It is worth mentioning that the form factor \({Y}_{F}\) which depends on the teeth number for both pinion and gear respectively and stress correction factor \({Y}_{S}\) which takes stress concentration into account can be calculated according to method B available in [35, 36].

According to VDI [34], strength of the material can be calculated as follows:

$${\sigma }_{FlimN}=26-0.0025 {\vartheta }_{root}^{2}+400{N}_{L}^{-0.2}$$
(2)

where \({\vartheta }_{root}\) is root temperature determined analytically or numerically based on previously mentioned literature.

Application factor \({K}_{A}\) is roughly equal to tooth root load \({K}_{F}\) as suggested by [33, 34]. Because of good damping behavior of POM gears, factors \({K}_{v}\), \({K}_{F\beta }\), and \({K}_{F\alpha }\) were diminished:

$${K}_{F}={K}_{A}\; {K}_{v}\; {K}_{F\beta }\; {K}_{F\alpha }\approx {K}_{A}$$
(3)

where \({K}_{v}\) is dynamic factor, and \({K}_{F\beta } {\text{and}} {K}_{F\alpha }\) are width and face factors, respectively.

Secondly, temperature is the second rating criterion, installing in the model due to its detrimental effects on polymer gears, so it should be less than the permissible temperature \({\vartheta }_{perm.}\) of 80 \(^\circ {\text{C}}\) as suggested by Miler[33]:

$${\vartheta }_{i}={\vartheta }_{0}+{P}_{A} \;\mu \;{H}_{V}\left(\frac{{K}_{v{\prime}i}}{b\; z{(v\; m)}^{0.75}}+\frac{{R}_{\lambda {\prime}G}}{{A}_{G}}\right) {ED}^{0.64}$$
(4)

where \({\vartheta }_{0}\) is the ambient temperature, \({R}_{\lambda {\prime}G}\) is a factor for heat transfer resistivity = 0 for open housing, \({A}_{G}\) is a housing factor, and \({K}_{v{\prime}i}\) represent root and flank heat transfer coefficients. \({P}_{A}\) is the input power.

It is worth noting that coefficient of friction \(\mu\) is assumed constant through the whole mesh cycle as recommended in various literature and VDI standard [2, 8, 9, 11, 34] although it depends on sliding velocity, temperature, and contact stress.

The degree of heat loss \({H}_{V}\) can be calculated according to the following equation [34, 37, 38]:

$${H}_{V}= \frac{(u+1)}{{z}_{1} u\; {\text{cos}}({\beta }_{b})} (1-{\varepsilon }_{\alpha }+{\varepsilon }_{1}^{2}+{\varepsilon }_{2}^{2})$$
(5)

where \({\beta }_{b}\) is base circle helix angle, \({\varepsilon }_{\alpha }\) is theoretical contact ratio, and \({\varepsilon }_{1},{\varepsilon }_{2}\) are partial contact ratio of pinion and gear, respectively.

Wear should also be considered as third rating criterion because it is the most frequent type of failure of POM gears running in dry condition.

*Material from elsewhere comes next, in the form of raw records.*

PR #5412, opened 2019-12-06
Hydjet integration as external

wouf:
Hydjet 1.9.1 integration as external. Update pyquen.

PR cmssw: https://github.com/cms-sw/cmssw/pull/30185

### DIFF
--- a/hydjet.spec
+++ b/hydjet.spec
@@ -17,4 +17,4 @@ cmake --build . --clean-first -- %{makeprocesses}
 
 %install
 
-cmake --build . --target install --clean-first -- %{makeprocesses}
+cmake --build . --target install -- %{makeprocesses}
--- a/hydjet.spec
+++ b/hydjet.spec
@@ -1,0 +1,20 @@
+### RPM external hydjet 1.9.1
+
+Source: http://cern.ch/lokhtin/hydro/%{n}-%{realversion}.tar.gz
+
+BuildRequires: cmake
+
+Requires: pyquen pythia6 lhapdf
+
+
+%prep
+%setup -q -n %{n}-%{realversion}
+
+%build
+
+cmake . -DCMAKE_INSTALL_PREFIX=%i -DCMAKE_BUILD_TYPE=Release -DPYQUEN_DIR=${PYQUEN_ROOT} -DPYTHIA6_DIR=${PYTHIA6_ROOT} -DLHAPDF_ROOT_DIR=${LHAPDF_ROOT}
+cmake --build . --clean-first -- %{makeprocesses}
+
+%install
+
+cmake --build . --target install --clean-first -- %{makeprocesses}
--- a/hydjet.spec
+++ b/hydjet.spec
@@ -2,7 +2,7 @@
 
 Source: http://cern.ch/lokhtin/hydro/%{n}-%{realversion}.tar.gz
 
-BuildRequires: cmake
+BuildRequires: cmake gmake
 
 Requires: pyquen pythia6 lhapdf
 
--- a/cmssw-tool-conf.spec
+++ b/cmssw-tool-conf.spec
@@ -45,6 +45,7 @@ Requires: hepmc-toolfile
 Requires: heppdt-toolfile
 Requires: herwig-toolfile
 Requires: herwigpp-toolfile
+Requires: hydjet-toolfile
 Requires: ittnotify-toolfile
 Requires: jemalloc-toolfile
 Requires: jemalloc-debug-toolfile
--- a/hydjet-toolfile.spec
+++ b/hydjet-toolfile.spec
@@ -1,0 +1,23 @@
+### RPM external hydjet-toolfile 1.0
+Requires: hydjet
+%prep
+
+%build
+
+%install
+
+mkdir -p %i/etc/scram.d
+cat << \EOF_TOOLFILE >%i/etc/scram.d/hydjet.xml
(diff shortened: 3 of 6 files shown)


smuzaffar:
assign generators

hydjet.spec
```diff
@@ -0,0 +1,20 @@
+### RPM external hydjet 1.9.1
+
+Source: http://cern.ch/lokhtin/hydro/%{n}-%{realversion}.tar.gz
+
+BuildRequires: cmake
```
smuzaffar: please also add build dependency on `gmake` otherwise it will pick system gmake.

hydjet.spec
```diff
@@ -0,0 +1,20 @@
...
+%setup -q -n %{n}-%{realversion}
+
+%build
+
+cmake . -DCMAKE_INSTALL_PREFIX=%i -DCMAKE_BUILD_TYPE=Release -DPYQUEN_DIR=${PYQUEN_ROOT} -DPYTHIA6_DIR=${PYTHIA6_ROOT} -DLHAPDF_ROOT_DIR=${LHAPDF_ROOT}
+cmake --build . --clean-first -- %{makeprocesses}
+
+%install
+
+cmake --build . --target install --clean-first -- %{makeprocesses}
```
smuzaffar: please remove `--clean-first` here otherwise it will clean and re-build

smuzaffar:
in order to get this in cmssw environment please update `cmssw-tool-conf.spec` and add dependency on `hydjet-toolfile`

hydjet.spec
wouf: Thanks for advice. But, does it matter?

hydjet.spec
wouf: Yes, that was the goal (to clean in case the previous build found). What's wrong? The same behaviour was realized for pyquen.

wouf:
Thanks, I added hydjet-toolfile to cmssw-tool-conf.spec in patch-7

hydjet.spec
smuzaffar: there is no need to do it twice. It has been done in the %build section already

wouf: I see, thanks!

hydjet.spec
smuzaffar: yes it does, some times we end up in env (e.g. docker containers with minimal package installation) where gmake is not available via system

wouf: I mean does it matter gmake, make, or ninja tool is used?

smuzaffar: it depends,  if you have run cmake to use ninja then  you need to add dependency on ninja otheriwse default is `make` (which is available via our gmake.spec) and for that you need to add dependency on gmake.

wouf: Thank You for Your explanation!

smuzaffar:
please test workflow 300.0

fabiocos:
@wouf @hqucms @agrohsje I understand that this PR moves hydjet, currently within CMSSW, outside as an external. I imagine therefore that there should be a corresponding update of https://cmssdt.cern.ch/lxr/source/GeneratorInterface/HydjetInterface/ please clarify.

Is there a validation of the correctness of this backport wrt the original implementation?

wouf:
@fabiocos sure we tested it with the new GeneratorInterface/HydjetInterface/. I was going to update it soon, but I realised that new (as well as existing, please see https://github.com/cms-sw/cmssw/blob/master/GeneratorInterface/HydjetInterface/src/HydjetHadronizer.cc#L195) interface has an issue: we trying to read empty edm::event using BaseHadroniser::getEDMEvent function. To correct it we have to call BaseHadroniser::setEDMEvent somewhere, but I can't to figure out how to access edm::event (from HiMixGEN) in GeneratorInterface. We need to fix it in the new HydjetInterface. Do You have any ideas on this? Example of workflow which is needs it: 

`cmsDriver.py Hydjet_Quenched_MinBias_5020GeV_cfi --conditions auto:phase1_2018_realistic --scenario HeavyIons -n 1 --era Run2_2018 --eventcontent RAWSIM --relval 2000,1 -s GEN,SIM --datatier GEN-SIM --beamspot Realistic25ns13TeVEarly2018Collision --geometry DB:Extended --pileup HiMixGEN --pileup_input file:Hydjet_Quenched_B12_5020GeV_cfi_GEN_SIM.root --fileout step1_GEN_SIM_PU.root --no_exec`

The corresponding issue #28636 was created.

silviodonato:
@wouf do you have any news on this PR?

wouf:
I added the interface but we still working on [issue 28636](https://github.com/cms-sw/cmssw/issues/28636)

qliphy:
Andrey gave a talk at Generator meeting with local tests look good.
https://indico.cern.ch/event/932445/contributions/3935235/attachments/2073197/3480861/HJ1.pdf

qliphy:
+1

mrodozov:
please test
@wouf could you please provide description and documentation (if possible) in the hydjet/doc.txt file like in here:
https://github.com/cms-sw/cmsdist/blob/IB/CMSSW_11_2_X/master/fmt/doc.txt
we want to keep track who added what, why and some basic description of the external.
besides that this one can go in (from externals perspective)

mrodozov:
please test

wouf:
@mrodozov I added for pyquen as well

mrodozov:
please test

qliphy:
+1

silviodonato:
merge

Correspondingly, it should not outpace permissible wear \({W}_{Perm.}=0.1 {\text{m}}\) [33, 34]:

$${W}_{m}=\frac{2\pi {T}_{1}{N}_{L}{H}_{V}{k}_{w}}{bz{l}_{fl}}$$
(6)

where \({k}_{w}\) is wear coefficient, and, \({l}_{fl}\) is length of active tooth flank.

Finally, deformation should be rated also, due to lower values of elasticity modulus of polymers than metals, causing deviation of pitch and noise. Therefore, it should not exceed permissible deformation \({\lambda }_{perm.}=0.07 {\text{m}}\) [33, 34]:

$$\lambda =\frac{7.5 \;{F}_{t} }{b\;{\text{cos}}(\beta )}\left(\frac{1}{{E}_{1}}+\frac{1}{{E}_{2}}\right)$$
(7)

where \({E}_{1{\prime}2}\) are moduli of elasticity for pinion and gear, and \(\beta\) is helix angle = 0 for spur gears.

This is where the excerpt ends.